Ibu saya adalah seorang perempuan luar biasa. Seorang perempuan tangguh yang tetap tegar dalam hempasan badai kehidupan. Di saat kesulitan ekonomi menghantam, Ibu berjuang membantu ayah saya dengan berbagai usaha. Di saat krisis kepercayaan melanda diri ayah saya, Ibu menguatkannya dengan tetap berada di sisi Ayah dan anak-anaknya. Dia juga tegas dan berani. Ia selalu siap membela anak-anaknya dari ancaman dan bahaya apapun.
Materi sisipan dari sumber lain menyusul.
PR #237, opened 2026-08-25
164 infrastructure change from conda to docker

jonas-hag:
- remove the hybridization filter and the oligo-designer-toolsuite-AI filter dependency
- add a Dockerfile based on micromamba as the bioinformatics dependencies are the easiest to install this way
- describe docker container in README
- add GH actions that automatically adds a new container image to ghcr.io/helmholtz-ai-consultants-munich/odt when a new git tag is added (with the exact version and also latest)

I couldn't test the GH actions yet, we have to see when we create a new release if everything works and make the container registry public.


jonas-hag:
why do we use `types: [created]` in the release.yaml workflow? this also executes when a draft release is made. Is this intentional? Otherwise, we could switch to `published` to be more stringent

lisa-sousa (approved):
Looks all good

PR #238, opened 2026-08-26
correct BLASTN hit criteria and simplify pipeline configs for the front end

yarkinerenn:
## Changes

- **Fixed BLASTN hit criteria being read as the wrong unit.** The criterion used to be set by a
  default on the filter config above `hit_parameters`. Form builders only look at a default on the
  field itself when picking a union branch, so they picked the first one, `coverage`, but the outer
  `value` still came through. In merfish and seqfish that turned `15` (nucleotides) into 15 %
  coverage.
- **Added coverage and min-alignment versions of the BLASTN filters** in `_specificity_filters.py`,
  so the default sits on `hit_parameters` where it gets read. Each pipeline now picks the one it
  wants. The coverage versions are there too, otherwise the rest only work while `coverage` happens
  to be first in the union.
- **Split a `...ProbeDesignerConfigBase` out of all six pipeline configs**, holding everything
  except `general` and `required_parameters`. The front end builds its form from the base.
  `general` is set by the server anyway and was being stripped later on. `...ProbeDesignerConfig`
  still validates the same configs as before.
- **Marked 17 more fields as `x-quick-setting`**: probe length limits in every pipeline, plus
  scrinshot's `min_thymines`, `U_distance` and oligo length, and the same fields in hcr and
  cyclehcr. ODT-Cloud used to keep this list by hand and it had to be updated whenever a field moved.

### DIFF
--- a/oligo_designer_toolsuite/config/_general_models.py
+++ b/oligo_designer_toolsuite/config/_general_models.py
@@ -20,6 +20,27 @@ from oligo_designer_toolsuite.config._types import (
 )
 
 
+# High-level descriptions of the config sections, shown as the section's help text in the form.
+REQUIRED_PARAMETERS_DESC = (
+    "Parameters required for target probe generation. The reference genome is reused for all "
+    "specificity filters for all probes."
+)
+OLIGO_GENERATION_DESC = "Parameters that determine length and spacing of the probes."
+PROPERTY_FILTERS_DESC = (
+    "Parameters for filters that depend on properties of the filters (e.g., melting temperature)."
+)
+SPECIFICITY_FILTERS_DESC = "Parameters for filters that test the specificity of the probes."
+GLOBAL_PARAMETERS_DESC = (
+    "Parameters for melting temperature computation that are reused for different filtering and "
+    "scoring methods."
+)
+CODEBOOK_DESC = "Parameters that determine the codebook generation or loading."
+READOUT_PROBE_TABLE_DESC = "Parameters that determine the readout probe table generation or loading."
+INITIATOR_TABLE_DESC = "Parameters that determine the initiator table generation or loading."
+FORWARD_PRIMER_DESC = "Parameters that determine the forward primer generation or loading."
+REVERSE_PRIMER_DESC = "Parameters that determine the reverse primer generation or loading."
+
+
 class General(BaseModel):
     model_config = ConfigDict(extra="forbid")
     n_jobs: PositiveInt = Field(
--- a/oligo_designer_toolsuite/config/_general_models.py
+++ b/oligo_designer_toolsuite/config/_general_models.py
@@ -30,6 +30,9 @@ PROPERTY_FILTERS_DESC = (
     "Parameters for filters that depend on properties of the filters (e.g., melting temperature)."
 )
 SPECIFICITY_FILTERS_DESC = "Parameters for filters that test the specificity of the probes."
+PROBE_SET_SELECTION_DESC = (
+    "Parameters for selecting multiple probe sets per gene (size, spacing, scoring, diversification)."
+)
 GLOBAL_PARAMETERS_DESC = (
     "Parameters for melting temperature computation that are reused for different filtering and "
     "scoring methods."
--- a/oligo_designer_toolsuite/config/_specificity_filters.py
+++ b/oligo_designer_toolsuite/config/_specificity_filters.py
@@ -2,12 +2,19 @@ from typing import Annotated, Literal
 
 from pydantic import BaseModel, ConfigDict, Field, NonNegativeInt
 
-from oligo_designer_toolsuite.config._general_models import BlastnHitParameters, BlastnSearchParameters
+from oligo_designer_toolsuite.config._general_models import (
+    BlastnHitParameters,
+    BlastnHitParametersCoverage,
+    BlastnHitParametersMinAlignmentLength,
+    BlastnSearchParameters,
+)
 from oligo_designer_toolsuite.config._types import VCFReferenceDatabaseT
 
 SPECIFICITY_TARGET_DESC = "Ensure oligo specificity against a reference database (BLAST-based)."
 SPECIFICITY_READOUT_DESC = "Remove readout probes with significant hits to the reference (BLAST-based)."
 SPECIFICITY_PRIMER_DESC = "Ensure primer specificity against a reference database (BLAST-based)."
+CROSS_HYBRIDIZATION_DESC = "Remove oligos that may cross-hybridize to other probes (BLAST-based)."
+HYBRIDIZATION_PROBES_DESC = "Remove primers that match the assembled hybridization probes (BLAST-based)."
 
 
 class FilterBaseConfigEnabled(BaseModel):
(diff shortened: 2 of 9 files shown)


oligo_designer_toolsuite/config/_general_models.py
```diff
@@ -20,6 +20,27 @@
 )
 
 
+# High-level descriptions of the config sections, shown as the section's help text in the form.
+REQUIRED_PARAMETERS_DESC = (
```
jonas-hag, line 24: let's also move PROBE_SET_SELECTION_DESC to _general_models.py, then all descriptions are in one place

oligo_designer_toolsuite/config/_specificity_filters.py
```diff
@@ -132,3 +139,80 @@ class VariantFilterEnabled(FilterBaseConfigEnabled):
 
 
 VariantFilterConfig = Annotated[VariantFilterEnabled | VariantFilterDisabled, Field(discriminator="enabled")]
+
+
```
jonas-hag, line 153: please reformulate this comment. It needs more context from the frontend and a clearer description

oligo_designer_toolsuite/config/_specificity_filters.py
```diff
@@ -132,3 +139,80 @@ class VariantFilterEnabled(FilterBaseConfigEnabled):
...
+# coverage stays declared first.
+#
+# Values are placeholders, overridden per call site. `description` is restated because
+# redeclaring a field replaces its whole FieldInfo.
+
+
+class SpecificityBlastnFilterMinAlignmentEnabled(SpecificityBlastnFilterEnabled):
+    hit_parameters: BlastnHitParameters = Field(
+        default=BlastnHitParametersMinAlignmentLength(value=15),
+        description=SpecificityBlastnFilterEnabled.model_fields["hit_parameters"].description,
```
jonas-hag: for simplicity, I would also use consts with the description and reuse this across the models that needs them; similar to `description=CROSS_HYBRIDIZATION_DESC`

oligo_designer_toolsuite/config/pipelines/cycle_hcr_probe_designer.py
```diff
@@ -64,14 +70,18 @@ class CycleHcrSpecificityBlastnFilterEnabled(SpecificityBlastnFilterEnabled):
...
     )
-    search_parameters: BlastnSearchParameters = BlastnSearchParameters(
-        perc_identity=100,
-        strand="minus",
-        word_size=10,
-        dust="no",
-        soft_masking=False,
-        max_target_seqs=10,
-        max_hsps=1000,
+    search_parameters: BlastnSearchParameters = Field(
```
jonas-hag, line 75: is this change necessary? in my tests it was still collapsed when using the previous version; but maybe I set up the docker containers wrongly

oligo_designer_toolsuite/config/pipelines/hcr_probe_designer.py
```diff
@@ -63,14 +71,18 @@ class HcrSpecificityBlastnFilterEnabled(SpecificityBlastnFilterEnabled):
...
     )
-    search_parameters: BlastnSearchParameters = BlastnSearchParameters(
-        perc_identity=100,
-        strand="minus",
-        word_size=10,
-        dust="no",
-        soft_masking=False,
-        max_target_seqs=10,
-        max_hsps=1000,
+    search_parameters: BlastnSearchParameters = Field(
```
jonas-hag, line 76: same as in cylcleHCR: is the necessary here?

oligo_designer_toolsuite/config/pipelines/hcr_probe_designer.py
```diff
@@ -81,7 +93,7 @@ class HcrSpecificityBlastnFilterEnabled(SpecificityBlastnFilterEnabled):
 ]
 
 
-############################################
+############################################ add here expanding toggle
```
jonas-hag, line 101: stray comment

oligo_designer_toolsuite/config/pipelines/scrinshot_probe_designer.py
```diff
@@ -58,20 +64,27 @@
...
 class ScrinshotSpecificityBlastnFilterEnabled(SpecificityBlastnFilterEnabled):
-    search_parameters: BlastnSearchParameters = BlastnSearchParameters(
-        perc_identity=80,
-        strand="minus",
-        word_size=10,
-        dust="no",
-        soft_masking=False,
-        max_target_seqs=10,
-        max_hsps=1000,
+    search_parameters: BlastnSearchParameters = Field(
```
jonas-hag, line 78: is this needed? see cycleHCR

jonas-hag (changes requested):

oligo_designer_toolsuite/config/pipelines/cycle_hcr_probe_designer.py
yarkinerenn: I tested one more time, and it is necessary because when we are redefining the defaults, the other Field information on the parents is lost, so we have to redefine. Your experience could be from stale containers

oligo_designer_toolsuite/config/pipelines/hcr_probe_designer.py
yarkinerenn: I tested one more time, and it is necessary because when we are redefining the defaults, the other Field information on the parents is lost, so we have to redefine. Your experience could be from stale containers

oligo_designer_toolsuite/config/pipelines/scrinshot_probe_designer.py
yarkinerenn: I tested one more time, and it is necessary because when we are redefining the defaults, the other Field information on the parents is lost, so we have to redefine. Your experience could be from stale containers

oligo_designer_toolsuite/config/_specificity_filters.py
```diff
@@ -141,22 +151,26 @@ class VariantFilterEnabled(FilterBaseConfigEnabled):
...
+# Variants of the filters above that set the default hit criterion (coverage vs. minimum
+# alignment length) on the `hit_parameters` field itself, not on an enclosing config class.
 #
-# A JSON Schema consumer picks the branch from a default on the field; one further out is not
-# read, so it falls back to the first branch while the outer value still merges in. That made
-# `value=15` meant as 15 bases arrive as 15 % coverage -- silently, both being plain numbers.
-# Coverage variants are needed for the same reason: otherwise a pipeline is correct only while
-# coverage stays declared first.
+# The ODT-Cloud form (react-jsonschema-form) preselects a union branch from the default on the
+# field itself; a default declared further out is ignored for that choice, though its values
```
jonas-hag: thanks, the comment is already way better! I still find this part a little bit confusing: "a default declared further out is ignored for that choice, though its values still merge in"

I think it would help if you could supply a concrete example here (with the different models and where the defaults are taken from), then it should be clear

jonas-hag (changes requested):
thanks, looks good! I would just expand the comment even further

PR #248, opened 2026-09-10
correct genomic region generator YAML for NCBI

jonas-hag:
Currently, there is a bug how the parsed YAML is used for the NCBI genomic region generator. In order to work, unused parameters from the `mode` option that is not used need to be set to `null` in the YAML.

I use this temporary fix as the changed pipelines validate the YAML with pydantic in a future release.


lisa-sousa (approved):
Looks good for now.

PR #249, opened 2026-09-10
Release: merge dev into main

jonas-hag:
Create new release that includes the following functionality:

- remove hybridization filter -> this removes the dependency on pytorch and makes the install more lightweight
- add GH actions to create a docker container for a new release
- fix bug in NCBI genomic region generator so that it works with the shipped YAML and a hint when a different mode is used (short term fix -> YAML validation is changing soon with pydantic validation anyway)


lisa-sousa (approved):
Looks all good

PR #128, opened 2026-07-10
fix(test): rebuild CBOR libecho in cpp e2e to avoid ABI mismatch

Ivansete-status:
## Problem

`TimerE2E.CrossLibrary` (the only e2e that loads two nim-ffi dylibs in one process) **segfaults** when the C++ CBOR suite runs after the `abi=c` suite in the same workspace.

Backtrace: `libecho.dylib`echo_create → cwireUnpack → cstrToNimstr → strlen` on a garbage `char*` (the faulting address literally contains the ASCII bytes of "config").

## Root cause — build hygiene, not a runtime bug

Saya masih ingat betul bagaimana ia meminta saya untuk merayakan ulang tahun anak pertama saya di tengah penderitaannya yang menghebat oleh kanker jahanam itu. Saya juga masih ingat betul betapa saya kerap melukai hatinya tapi ia selalu memaafkan. Saya memang keras hati. Keras kepala. Tapi Ibu tetap menyayangi saya dengan tulus. Seperti syair lagu Iwan Fals.
Ribuan kilo jalan yang kau tempuh
Lewati rintang untuk aku anakmu
Ibuku sayang masih terus berjalan
Walau tapak kaki penuh darah penuh nanah
Seperti udara kasih yang engkau berikan
Tak mampu kumembalas
Ibu…
Ibu…
Mendengar celoteh para penyiar tentang Ibu sepanjang hari, saya rasanya benar-benar ingin menangis. Bayangan penderitaannya selama beberapa tahun melawan kanker rahim jahanam sebelum ajal menjemputnya, kembali menari-nari di benak saya. Tubuhnya yang habis digerogoti sel-sel kanker, rambutnya yang rontok habis akibat kemoterapi, dan kekuatannya menghadapi penyakit itu, muncul seperti rekaman video yang diputar slow-motion. Saya pun tiba-tiba sadar, betapa banyak kesalahan yang telah saya lakukan selama hidupnya, betapa banyak saya menyakiti hatinya hanya karena kekeraskepalaan dan kekerashatian saya.

Saya tiba-tiba sadar bahwa saya belum cukup meminta ampun padanya. Tapi saya tahu, maaf dan ampun tidak lagi diperlukan sekarang. Apa yang penting adalah memenuhi harapan Ibu agar saya menjadi manusia yang berguna bagi sesamanya. Manusia yang berani berjuang untuk menegakkan kebenaran dan keadilan. Itulah seluruh harapan dan keinginan Ibu terhadap hidup saya. Tapi meskipun begitu, dalam kesempatan ini, melalui Catatan Rabu Pagi ini, saya untuk entah keberapa ribu kalinya, memohon maaf dan ampun kepadamu, IBU. (frg)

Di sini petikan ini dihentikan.